• **What you should do**: The records below must be copied out completely and exactly.

·····

PR #796, opened 2018-08-19
Update code to convert version string to number

siteshwar:
We have switched to semantic version numbering and this commit modifies
code to convert version string to number in arithmetic context. Also,
add a test case for it and update changelog.

### DIFF
--- a/src/cmd/ksh93/sh/init.c
+++ b/src/cmd/ksh93/sh/init.c
@@ -907,25 +907,52 @@ static_fn char *get_version(Namval_t *np, Namfun_t *fp) { return (nv_getv(np, fp
 // This is invoked when var `.sh.version` is used in a numeric context such as
 // `$(( .sh.version ))`.
 //
-// TODO: Figure out what we want this to do with a semantic version string and
-// a version string that may include information about the git commit used for
-// the build. The original version converted the YYYY-MM-DD date stamp into the
-// number represented by YYYYMMDD. But note it would return a nonsensical value
-// if a date stamp in the correct form did not start exactly 10 characters
-// before the end of the string referred to by`e_version`.
 static Sfdouble_t nget_version(Namval_t *np, Namfun_t *fp) {
     UNUSED(np);
-    const char *cp = SH_RELEASE;
-    int c;
+    char *cp = strdup(SH_RELEASE);
     Sflong_t t = 0;
+    char *dash;
+    char *dot;
+    char *major_str, *minor_str, *patch_str;
+    int major, minor, patch;
     UNUSED(fp);
 
-    while ((c = *cp++)) {
-        if (c >= '0' && c <= '9') {
-            t *= 10;
-            t += c - '0';
-        }
+    // Version string in development version could be set like 2017.0.0-devel-1509-g95d59865
+    // If a '-' exists in version string, set it as end of string i.e. version string becomes
+    // 2017.0.0
+    dash = strchr(cp, '-');
+    if (dash) *dash = 0;
+
+    // Major version number starts at beginning of string
+    major_str = cp;
+
+    // Find the first '.' and set it to NULL, so major version string is set to 2017
+    dot = strchr(cp, '.');
+    if (!dot) {
+        // If there is no . in version string, it means version string is either empty, invalid
+        // or it's using old versioning scheme.
+        return 0;
     }
+
+    *dot = 0;
+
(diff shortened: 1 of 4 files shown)


src/cmd/ksh93/sh/init.c
```diff
@@ -907,25 +907,50 @@ static_fn char *get_version(Namval_t *np, Namfun_t *fp) { return (nv_getv(np, fp
...
-// before the end of the string referred to by`e_version`.
 static Sfdouble_t nget_version(Namval_t *np, Namfun_t *fp) {
     UNUSED(np);
-    const char *cp = SH_RELEASE;
-    int c;
+    char *cp = strdup(SH_RELEASE);
     Sflong_t t = 0;
+    char *dash;
+    char *dot;
+    char buff[256];
```
krader1961: 256? It shouldn't need to be much larger than 4+2+2+1.

src/cmd/ksh93/sh/init.c
```diff
@@ -907,25 +907,50 @@ static_fn char *get_version(Namval_t *np, Namfun_t *fp) { return (nv_getv(np, fp
...
+
+    // Patch number starts after second '.'
+    patch_str = dot + 1;
+
+    major = atoi(major_str);
+    minor = atoi(minor_str);
+    patch = atoi(patch_str);
+
+    // Pad minor and patch numbers with 0's if they are less than 10
+    snprintf(buff, sizeof(buff), "%d%02d%02d", major, minor, patch);
```
krader1961: This approach is fine but did you consider just adding up the values? That is, `t = major * 10000 + minor * 100 + patch;`?

krader1961:
LGTM although I would probably have avoided the int => string => int conversion at the end.

src/cmd/ksh93/sh/init.c
siteshwar: I will convert it to `32` bytes buffer.

src/cmd/ksh93/sh/init.c
siteshwar: You are right. We can get rid of `buff` array.

src/cmd/ksh93/sh/init.c
```diff
@@ -907,25 +907,46 @@ static_fn char *get_version(Namval_t *np, Namfun_t *fp) { return (nv_getv(np, fp
...
+    // If a '-' exists in version string, set it as end of string i.e. version string becomes
+    // 2017.0.0
+    dash = strchr(cp, '-');
+    if (dash) *dash = 0;
+
+    // Major version number starts at beginning of string
+    major_str = cp;
+
+    // Find the first '.' and set it to NULL, so major version string is set to 2017
+    dot = strchr(cp, '.');
```
krader1961: I just noticed this sequence of statements isn't safe if the `SH_RELEASE` string doesn't contain a period in which case `dot` is NULL. This needs to be hardened against that scenario. We should probably just return zero because I can't imagine any other value that would not mislead or cause other problems.

krader1961: And I just tested this change and it does, as expected, generate a SIGSEGV on the next statement using my repo which does not have a semantic version tag.

siteshwar: I modified code to use old style of conversion if `.` is not present in version number.

src/cmd/ksh93/sh/init.c
```diff
@@ -907,25 +907,59 @@ static_fn char *get_version(Namval_t *np, Namfun_t *fp) { return (nv_getv(np, fp
...
+    if (!dot) {
+        // If there is no . in version string, it means version string is either empty or
+        // it's using old versioning scheme.
+        int c;
+        while ((c = *cp++)) {
```
krader1961: This seems like overkill and won't produce the correct result unless someone overrides the automatic setting of `SH_RELEASE` to an old style version string. As it stands the code will use `93v` if there is no semantic version tag resulting in 93 for the numeric version. If there are no tags you get the git commit ID. For example, `#define SH_RELEASE "e4ca1b49"`. In which case this computes version 4149. That seems more likely to cause problems than utility. I know we can't protect against deliberate attempts to subvert this mechanism but it seems to me if that as of today if there is no semantic version string it should just return zero.

siteshwar: Fixed.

·····

• **Exercise output**:
PR #796, opened 2018-08-19
Update code to convert version string to number

siteshwar:
We have switched to semantic version numbering and this commit modifies
code to convert version string to number in arithmetic context. Also,
add a test case for it and update changelog.

### DIFF
--- a/src/cmd/ksh93/sh/init.c
+++ b/src/cmd/ksh93/sh/init.c
@@ -907,25 +907,52 @@ static_fn char *get_version(Namval_t *np, Namfun_t *fp) { return (nv_getv(np, fp
 // This is invoked when var `.sh.version` is used in a numeric context such as
 // `$(( .sh.version ))`.
 //
-// TODO: Figure out what we want this to do with a semantic version string and
-// a version string that may include information about the git commit used for
-// the build. The original version converted the YYYY-MM-DD date stamp into the
-// number represented by YYYYMMDD. But note it would return a nonsensical value
-// if a date stamp in the correct form did not start exactly 10 characters
-// before the end of the string referred to by`e_version`.
 static Sfdouble_t nget_version(Namval_t *np, Namfun_t *fp) {
     UNUSED(np);
-    const char *cp = SH_RELEASE;
-    int c;
+    char *cp = strdup(SH_RELEASE);
     Sflong_t t = 0;
+    char *dash;
+    char *dot;
+    char *major_str, *minor_str, *patch_str;
+    int major, minor, patch;
     UNUSED(fp);
 
-    while ((c = *cp++)) {
-        if (c >= '0' && c <= '9') {
-            t *= 10;
-            t += c - '0';
-        }
+    // Version string in development version could be set like 2017.0.0-devel-1509-g95d59865
+    // If a '-' exists in version string, set it as end of string i.e. version string becomes
+    // 2017.0.0
+    dash = strchr(cp, '-');
+    if (dash) *dash = 0;
+
+    // Major version number starts at beginning of string
+    major_str = cp;
+
+    // Find the first '.' and set it to NULL, so major version string is set to 2017
+    dot = strchr(cp, '.');
+    if (!dot) {
+        // If there is no . in version string, it means version string is either empty, invalid
+        // or it's using old versioning scheme.
+        return 0;
     }
+
+    *dot = 0;
+
(diff shortened: 1 of 4 files shown)


src/cmd/ksh93/sh/init.c
```diff
@@ -907,25 +907,50 @@ static_fn char *get_version(Namval_t *np, Namfun_t *fp) { return (nv_getv(np, fp
...
-// before the end of the string referred to by`e_version`.
 static Sfdouble_t nget_version(Namval_t *np, Namfun_t *fp) {
     UNUSED(np);
-    const char *cp = SH_RELEASE;
-    int c;
+    char *cp = strdup(SH_RELEASE);
     Sflong_t t = 0;
+    char *dash;
+    char *dot;
+    char buff[256];
```
krader1961: 256? It shouldn't need to be much larger than 4+2+2+1.

src/cmd/ksh93/sh/init.c
```diff
@@ -907,25 +907,50 @@ static_fn char *get_version(Namval_t *np, Namfun_t *fp) { return (nv_getv(np, fp
...
+
+    // Patch number starts after second '.'
+    patch_str = dot + 1;
+
+    major = atoi(major_str);
+    minor = atoi(minor_str);
+    patch = atoi(patch_str);
+
+    // Pad minor and patch numbers with 0's if they are less than 10
+    snprintf(buff, sizeof(buff), "%d%02d%02d", major, minor, patch);
```
krader1961: This approach is fine but did you consider just adding up the values? That is, `t = major * 10000 + minor * 100 + patch;`?

krader1961:
LGTM although I would probably have avoided the int => string => int conversion at the end.

src/cmd/ksh93/sh/init.c
siteshwar: I will convert it to `32` bytes buffer.

src/cmd/ksh93/sh/init.c
siteshwar: You are right. We can get rid of `buff` array.

src/cmd/ksh93/sh/init.c
```diff
@@ -907,25 +907,46 @@ static_fn char *get_version(Namval_t *np, Namfun_t *fp) { return (nv_getv(np, fp
...
+    // If a '-' exists in version string, set it as end of string i.e. version string becomes
+    // 2017.0.0
+    dash = strchr(cp, '-');
+    if (dash) *dash = 0;
+
+    // Major version number starts at beginning of string
+    major_str = cp;
+
+    // Find the first '.' and set it to NULL, so major version string is set to 2017
+    dot = strchr(cp, '.');
```
krader1961: I just noticed this sequence of statements isn't safe if the `SH_RELEASE` string doesn't contain a period in which case `dot` is NULL. This needs to be hardened against that scenario. We should probably just return zero because I can't imagine any other value that would not mislead or cause other problems.

krader1961: And I just tested this change and it does, as expected, generate a SIGSEGV on the next statement using my repo which does not have a semantic version tag.

siteshwar: I modified code to use old style of conversion if `.` is not present in version number.

src/cmd/ksh93/sh/init.c
```diff
@@ -907,25 +907,59 @@ static_fn char *get_version(Namval_t *np, Namfun_t *fp) { return (nv_getv(np, fp
...
+    if (!dot) {
+        // If there is no . in version string, it means version string is either empty or
+        // it's using old versioning scheme.
+        int c;
+        while ((c = *cp++)) {
```
krader1961: This seems like overkill and won't produce the correct result unless someone overrides the automatic setting of `SH_RELEASE` to an old style version string. As it stands the code will use `93v` if there is no semantic version tag resulting in 93 for the numeric version. If there are no tags you get the git commit ID. For example, `#define SH_RELEASE "e4ca1b49"`. In which case this computes version 4149. That seems more likely to cause problems than utility. I know we can't protect against deliberate attempts to subvert this mechanism but it seems to me if that as of today if there is no semantic version string it should just return zero.

siteshwar: Fixed.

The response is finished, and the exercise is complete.